My Rapid Touch 'n Go
- Location: Malaysia
- Launched: July 2011
- Technology: Contactless smart card My Rapid - MIFARE Plus My Rapid Touch 'n Go - MIFARE Classic;
- Operator: Rapid Rail Sdn Bhd & Rapid Bus Sdn Bhd
- Manager: Prasarana Malaysia Berhad
- Currency: MYR
- Stored-value: Pay as you go
- Credit expiry: 10 years
- Validity: Rapid KL trains on MRT, LRT and monorail; All Rapid KL buses including BRT;
- Retailed: MRT, LRT and monorail stations; BRT stations;
- Website: My Rapid Card

= MyRapid Card =

Smart card for payment on Kuala Lumpur public transport

The My Rapid Touch 'n Go is a contactless smart card used for the payment of public transportation fares of Rapid KL services in Malaysia, with limited use in the parking payments for Rapid KL Park N Ride facilities.

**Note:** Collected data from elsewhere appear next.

PR #2953, opened 2024-09-25
ProcessCache: Remove stale entries

kevsecurity:
Add stale entry removal functionality to the process cache. This won't affect normal operations, but in the event that a custom ref count has been placed on an entry and not removed (for whatever reason, maybe logic error, maybe missed event, etc), remove entries where the process and all its children have exited at least 10 minutes ago. Record a metric when entries are removed.

### DIFF
--- a/pkg/option/flags.go
+++ b/pkg/option/flags.go
@@ -115,6 +115,8 @@ const (
 
 	KeyEventCacheRetries    = "event-cache-retries"
 	KeyEventCacheRetryDelay = "event-cache-retry-delay"
+
+	KeyProcessCacheStaleInterval = "process-cache-stale-interval"
 )
 
 type UsernameMetadaCode int
@@ -244,6 +246,8 @@ func ReadAndSetFlags() error {
 
 	Config.EventCacheNumRetries = viper.GetInt(KeyEventCacheRetries)
 	Config.EventCacheRetryDelay = viper.GetInt(KeyEventCacheRetryDelay)
+
+	Config.ProcessCacheStaleInterval = viper.GetDuration(KeyProcessCacheStaleInterval)
 
 	return nil
 }
@@ -411,4 +415,6 @@ func AddFlags(flags *pflag.FlagSet) {
 
 	flags.Int(KeyEventCacheRetries, defaults.DefaultEventCacheNumRetries, "Number of retries for event cache")
 	flags.Int(KeyEventCacheRetryDelay, defaults.DefaultEventCacheRetryDelay, "Delay in seconds between event cache retries")
+
+	flags.Duration(KeyProcessCacheStaleInterval, defaults.DefaultProcessCacheStaleInterval, "Interval between stale process cache checks")
 }
--- a/pkg/process/cache.go
+++ b/pkg/process/cache.go
@@ -13,16 +13,18 @@ import (
 	"github.com/cilium/tetragon/api/v1/tetragon"
 	"github.com/cilium/tetragon/pkg/defaults"
 	"github.com/cilium/tetragon/pkg/logger"
+	"github.com/cilium/tetragon/pkg/option"
 	"github.com/cilium/tetragon/pkg/sensors/exec/execvemap"
 	lru "github.com/hashicorp/golang-lru/v2"
 	"google.golang.org/protobuf/types/known/wrapperspb"
 )
 
 type Cache struct {
-	cache      *lru.Cache[string, *ProcessInternal]
-	size       int
-	deleteChan chan *ProcessInternal
-	stopChan   chan bool
+	cache                 *lru.Cache[string, *ProcessInternal]
+	size                  int
+	deleteChan            chan *ProcessInternal
+	stopChan              chan bool
+	staleIntervalLastTime time.Time
 }
 
 // garbage collection states
@@ -40,9 +42,12 @@ var colorStr = map[int]string{
 	deleted:       "deleted",
 }
 
-// garbage collection run interval
 const (
+	// garbage collection run interval
 	intervalGC = time.Second * 30
+	// garbage collection stale entry max time.
+	// If a stale entry is older than the max time, then it will be removed.
+	staleIntervalMaxTime = time.Minute * 10
 )
 
 func (pc *Cache) cacheGarbageCollector() {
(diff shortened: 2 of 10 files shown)


mtardy:
> Record a metric when entries are removed.

Thanks, I was thinking about adding this. Thinking about this I also realize that it would make issues difficult to debug in the future because we'll struggle to see the actual events that were flushed, should we add an option to append those events to a (circular) debug file?

kkourt:
> > Record a metric when entries are removed.
> 
> Thanks, I was thinking about adding this. Thinking about this I also realize that it would make issues difficult to debug in the future because we'll struggle to see the actual events that were flushed, should we add an option to append those events to a (circular) debug file?

I agree. If we are doing this, it would also be nice to have a switch to configure the parameters that right now are hardcoded.

mtardy:
> > > Record a metric when entries are removed.
> > 
> > 
> > Thanks, I was thinking about adding this. Thinking about this I also realize that it would make issues difficult to debug in the future because we'll struggle to see the actual events that were flushed, should we add an option to append those events to a (circular) debug file?
> 
> I agree. If we are doing this, it would also be nice to have a switch to configure the parameters that right now are hardcoded.

we had this discussion offline and maybe having a switch to disable this could be enough to investigate and try to reproduce the cases where we see the metric goes out of the roof.

> it would also be nice to have a switch to configure the parameters that right now are hardcoded.

maybe you can just use the special GC interval value to 0 to disable it entirely so that you have a two in one option :D

kevsecurity:
> I agree. If we are doing this, it would also be nice to have a switch to configure the parameters that right now are hardcoded.

And also make the existing intervalGC value configurable? It's been hard-coded for ever.

pkg/process/cache.go
```diff
@@ -40,9 +41,15 @@ var colorStr = map[int]string{
...
-// garbage collection run interval
 const (
+	// garbage collection run interval
 	intervalGC = time.Second * 30
+	// garbage collection stale entry check interval.
+	// We will check for stale entries once per interval.
+	staleIntervalGC = time.Hour * 1
+	// garbage collection stale entry max time.
+	// If a stale entry is older than the max time, then it will be removed.
+	staleIntervalMaxTime = time.Minute * 10
```
mtardy, line 52: > > I agree. If we are doing this, it would also be nice to have a switch to configure the parameters that right now are hardcoded.
> 
> And also make the existing intervalGC value configurable? It's been hard-coded for ever.

I think we meant those ones. Or at least the first one `staleIntervalGC`

docs/content/en/docs/use-cases/network-observability/_index.md
mtardy, line 1: not sure you intended to commit this one :D

docs/content/en/docs/use-cases/network-observability/approved-dns-servers.md
mtardy, line 1: or this one!

pkg/option/flags.go
```diff
@@ -245,6 +247,8 @@ func ReadAndSetFlags() error {
 	Config.EventCacheNumRetries = viper.GetInt(KeyEventCacheRetries)
 	Config.EventCacheRetryDelay = viper.GetInt(KeyEventCacheRetryDelay)
 
+	Config.ProcessCacheStaleInterval = viper.GetUint(KeyProcessCacheStaleInterval)
```
mtardy, line 250: Could you use `GetDuration`, that takes care of all the seconds minutes whatever https://pkg.go.dev/github.com/spf13/viper#GetDuration?

pkg/option/flags.go
```diff
@@ -411,4 +415,6 @@ func AddFlags(flags *pflag.FlagSet) {
 
 	flags.Int(KeyEventCacheRetries, defaults.DefaultEventCacheNumRetries, "Number of retries for event cache")
 	flags.Int(KeyEventCacheRetryDelay, defaults.DefaultEventCacheRetryDelay, "Delay in seconds between event cache retries")
+
+	flags.Uint(KeyProcessCacheStaleInterval, defaults.DefaultProcessCacheStaleInterval, "Interval in minutes between stale process cache checks")
```
mtardy, line 419: same you can use duration and default to what's needed :)

pkg/process/cache.go
```diff
@@ -117,6 +128,37 @@ func (pc *Cache) cacheGarbageCollector() {
...
+	}
+}
+
+// Must be called with a lock held on p.refcntOpsLock
+func processAndChildrenHaveExited(p *ProcessInternal) bool {
+	if p.refcntOps["process++"] == p.refcntOps["process--"] &&
+		p.refcntOps["parent++"] == p.refcntOps["parent--"] {
+		return true
+	}
+	return false
```
mtardy, line 156: you could simplify this with the following:
```go
return p.refcntOps["process++"] == p.refcntOps["process--"] && p.refcntOps["parent++"] == p.refcntOps["parent--"]
```
curious that go simple isn't suggesting this 🤔

pkg/process/cache.go
```diff
@@ -117,6 +128,37 @@ func (pc *Cache) cacheGarbageCollector() {
...
+}
+
+func processOrChildExit(reason string) bool {
+	if reason == "process--" || reason == "parent--" {
+		return true
+	}
+	return false
```
mtardy, line 163: you can also simplify a little bit here
```go
return reason == "process--" || reason == "parent--"
```

pkg/process/cache.go
```diff
@@ -159,6 +163,13 @@ func processOrChildExit(reason string) bool {
 	return false
 }
 
+func processOrChildExec(reason string) bool {
+	if reason == "process++" || reason == "parent++" {
+		return true
+	}
+	return false
```
mtardy, line 170: same here

mtardy (commented):
looks good even though this thing looks a bit complicated, especially the second commit 😵 . Here are a few comments

docs/content/en/docs/use-cases/network-observability/_index.md
kevsecurity: Ah, they were in my tree. I'll get rid.

pkg/option/flags.go
kevsecurity: TBH I was just following how intervals were done for other switches, but yes that is a good idea!

pkg/process/cache.go
kevsecurity: Yep

pkg/process/cache.go
kevsecurity: Yep

mtardy (approved):
Thanks, that's great! It's a bit hard to review manually but thankfully you added tests so it should be fine :)!! Just a small fix and I think we can merge.

pkg/process/cache.go
```diff
@@ -92,6 +97,12 @@ func (pc *Cache) cacheGarbageCollector() {
 					}
 				}
 				deleteQueue = newQueue
+				// Check if it is time to clean stale entries.
+				if option.Config.ProcessCacheStaleInterval > 0 &&
+					pc.staleIntervalLastTime.Add(time.Duration(option.Config.ProcessCacheStaleInterval)*time.Minute).Before(time.Now()) {
```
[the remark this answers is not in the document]
kevsecurity: Probably. I will fix it now.

mtardy (approved):

kevsecurity:
Converted to draft. We may not need the second commit.

PR #2959, opened 2024-09-27
tetra: add a new debug maps command and move dump under debug

mtardy:
Here is the `help` for this new command:
```
Retrieve information about maps on the host related to tetragon.

- AllMaps: all the BPF maps loaded on the host
- PinnedProgsMaps: all the BPF maps used in programs pinned under /sys/fs/bpf/tetragon
- PinnedMaps: all the BPF maps pinned under /sys/fs/bpf/tetragon

The first table is the total of memlock bytes for the maps, those values are
accurate mostly from v6.4[^1].

The second table is in number of maps, inter, exter and union are the respective
math operations on the two first set, diff is the number of maps that were
detected as pinned maps but not used in pinned progs, ideally this number should
be 0. Note that the union should be the set of all the tetragon related maps on
the host if all the programs are properly pinned under the bpffs and all the
unused maps are also pinned under the bpffs.

The third table is the details of the maps that are in the diff, which means
maps that are pinned but unreferenced from pinned programs. Ideally, this table
should be empty.

The fourth table aggregate map by name and add the count column indicating how
many maps were aggregated for the given name. It ranks map from the one
consuming the most memory to the one consuming the less. Use the -n flag to
adjust the number of item in the table.

[^1]: https://lore.kernel.org/all/20230305124615.12358-1-laoar.shao@gmail.com/
```

Here is a typical output for tetragon loading with a TCP tracing policy:
```
AllMaps    PinnedProgsMaps   PinnedMaps
28981232   28972720          27344136

PinnedProgsMaps   PinnedMaps   Inter   Exter   Union   Diff
132               83           83      49      132     0

ID   Name   Type   KeySize   ValueSize   MaxEntries   Memlock

Name              Type          KeySize   ValueSize   MaxEntries   Count   TotalMemlock   PercentOfTotal
execve_map        Hash          4         632         32768        1       23073936       79.6%
socktrack_map     LRUHash       8         16          32000        1       2829376        9.8%
data_heap         PerCPUArray   4         32768       1            4       787744         2.7%
tg_execve_joine   PerCPUArray   4         8           2            2       722416         2.5%
tg_mbset_map      Hash          256       8           1024         1       338880         1.2%
string_maps_ro_   PerCPUArray   4         16384       1            3       295896         1.0%
string_maps_hea   PerCPUArray   4         16384       1            3       295896         1.0%
process_call_he   PerCPUArray   4         24312       1            1       146200         0.5%
retprobe_map      Hash          16        24          1024         1       108160         0.4%
buffer_heap_map   PerCPUArray   4         4352        1            4       105760         0.4%
```


cmd/tetra/debug/maps.go
```diff
@@ -0,0 +1,235 @@
...
+
+const tetragonBPFFS = "/sys/fs/bpf/tetragon"
+
+func NewMapCmd() *cobra.Command {
+	var lines int
+
+	cmd := cobra.Command{
+		Use:     "maps",
+		Aliases: []string{"map"},
+		Short:   "Retrieve information about maps on the host related to tetragon",
```
kkourt, line 26: s/maps/BPF maps/ ?

kkourt (approved):
Thanks!

This looks really, useful!

Some questions; Is this part of bugtool? Should we make it?

Can we have JSON output? JSON output helps if we want to write scripts to parse the data which will be useful if we run this via sysdmp/bugtool across the whole cluster.

cmd/tetra/debug/maps.go
```diff
@@ -0,0 +1,235 @@
...
+				len(inter(pinnedMapsSet, pinnedProgsMapsSet)),
+				len(exter(pinnedMapsSet, pinnedProgsMapsSet)),
+				len(union(pinnedMapsSet, pinnedProgsMapsSet)),
+				len(diff(pinnedMapsSet, pinnedProgsMapsSet)),
+			)
+			w.Flush()
+			cmd.Println()
+
+			// print details on the diff
+			w = tabwriter.NewWriter(cmd.OutOrStdout(), 0, 0, 3, ' ', 0)
```
olsajiri, line 120: I'm getting empty diff with just column output which is confusing,
```
PinnedProgsMaps   PinnedMaps   Inter   Exter   Union   Diff
62                31           31      31      62      0

ID   Name   Type   KeySize   ValueSize   MaxEntries   Memlock

Name              Type          KeySize   ValueSize   MaxEntries   Count   TotalMemlock   PercentOfTotal
execve_map        Hash          4         632         32768        1       23072416       83.6%
```

could we just say there's no diff or don't print those headers at all?

pkg/bugtool/maps.go
```diff
@@ -0,0 +1,355 @@
...
+		}
+		prog, err := ebpf.LoadPinnedProgram(path, &ebpf.LoadPinOptions{
+			ReadOnly: true,
+		})
+		if err != nil {
+			return fmt.Errorf("failed to load pinned object %q: %w", path, err)
+		}
+		defer prog.Close()
+
+		if ok, err := isProg(prog.FD()); err != nil || !ok {
```
olsajiri, line 213: fyi I was using filename check for 'prog' or 'prog_override' to identify programs, your's is more resilient

cmd/tetra/debug/maps.go
```diff
@@ -0,0 +1,235 @@
...
+			w := tabwriter.NewWriter(cmd.OutOrStdout(), 0, 0, 3, ' ', 0)
+			fmt.Fprintln(w, "AllMaps\tPinnedProgsMaps\tPinnedMaps")
+			fmt.Fprintf(w, "%d\t%d\t%d\n", allMapsMem, pinnedProgsMapsMem, pinnedMapsMem)
+			w.Flush()
+			cmd.Println()
+
+			// print details on map distribution
+			pinnedProgsMapsSet := map[int]bugtool.ExtendedMapInfo{}
+			pinedProgsMaps, err := bugtool.FindMapsUsedByPinnedProgs(tetragonBPFFS)
+			if err != nil {
```
olsajiri, line 82: we already iterated that as part of TotalByteMemlockMapsFromProgs right? same for FindPinnedMaps and TotalByteMemlockMaps? could we perhaps run that just once at beginning and use the []ExtendedMapInfo for both memlock sum and printing later?

olsajiri (approved):
looks great, left few comments, thanks

mtardy:
Thanks for the reviews

> Some questions; Is this part of bugtool? Should we make it?

It's not currently as most commands parts of `dump` and I think it should.

> Can we have JSON output? JSON output helps if we want to write scripts to parse the data which will be useful if we run this via sysdmp/bugtool across the whole cluster.

agree

cmd/tetra/debug/maps.go
mtardy: agree but I then wonder how to describe the content of this output since I rely on first, second, third, etc table to describe it. Maybe printing there's no diff then in place of the table 🤔

pkg/bugtool/maps.go
mtardy: ok thanks didn't know! I think I'll integrate that into c/ebpf eventually https://github.com/cilium/ebpf/issues/1566.

cmd/tetra/debug/maps.go
mtardy: yep indeed the `Total`s are pretty much wrappers around the other function + sum. It could be optimized and only done once at the beginning and the sum computed locally with the results. Maybe I should remove the `Total` functions

mtardy: fixed it by removing them

cmd/tetra/debug/maps.go
mtardy: it will now print "Empty diff table" and "Empty BPF memory consumption table" in place of the two last tables if they are empty.

mtardy:
> Thanks for the reviews
> 
> > Some questions; Is this part of bugtool? Should we make it?
> 
> It's not currently as most commands parts of `dump` and I think it should.
> 
> > Can we have JSON output? JSON output helps if we want to write scripts to parse the data which will be useful if we run this via sysdmp/bugtool across the whole cluster.
> 
> agree

I will merge that and add that in a follow-up PR.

Introduced in July 2011, it is extended to LRT Sri Petaling Line and LRT Kelana Jaya Line in November 2011 as well as Monorail Line in February 2012. Rapid Kuantan buses in Pahang adopted the MyRapid card in 2015.

==Abolition==
The My Rapid card was initially planned to be also accepted on the MRT Sungai Buloh-Kajang Line once the Semantan-Kajang stretch opens. According to an announcement by Prasarana, the My Rapid card will instead be phased out and replaced with the co-branded My Rapid Touch 'n Go cards beginning 15 June 2017. The existing My Rapid cards will no longer be valid effective 16 July 2017, the day before the Semantan-Kajang MRT line is scheduled to commence operations. Existing My Rapid-based concession cards for students, disabled persons and senior citizens will also be replaced with the My Rapid Touch 'n Go-based cards.

My Rapid Touch 'n Go cards are sold, distributed and managed by Prasarana Malaysia Berhad.